| Task to complete |
What you return should be the lines of the data containing "sealos", each in full.

Collected data entries
· · · ·

PR #427, opened 2020-08-11
Only append to /etc/hosts if entry not exists

ideal:
If `sealos init` fails and runs multiple times, there will be duplicate entries in /etc/hosts .


zhangguanzhang:
sed之前判断行存在否更好

PR #448, opened 2020-09-03
remove vendor in build.sh

oldthreefeng:
remove vendor in build.sh


oldthreefeng:
#446

oldthreefeng:
need to test every subcommand  like .  when use` upx sealos ` and add `-ldflags="-s -w"` 
```
sealos init
sealos join 
sealos cert
...
```

PR #599, opened 2021-02-25
Fix the bug that ssh missing output when a command prints multiple lines and exits quickly

SataQiu:
修复当命令行程序输出多行文本并快速退出时，程序打印结果不完整的问题


oldthreefeng:
谢谢. 
有验证过么.

SataQiu:
It looks like #488 has fixed this issue.

/close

· · · ·

| Solution |
If `sealos init` fails and runs multiple times, there will be duplicate entries in /etc/hosts .
need to test every subcommand  like .  when use` upx sealos ` and add `-ldflags="-s -w"` 
sealos init
sealos join 
sealos cert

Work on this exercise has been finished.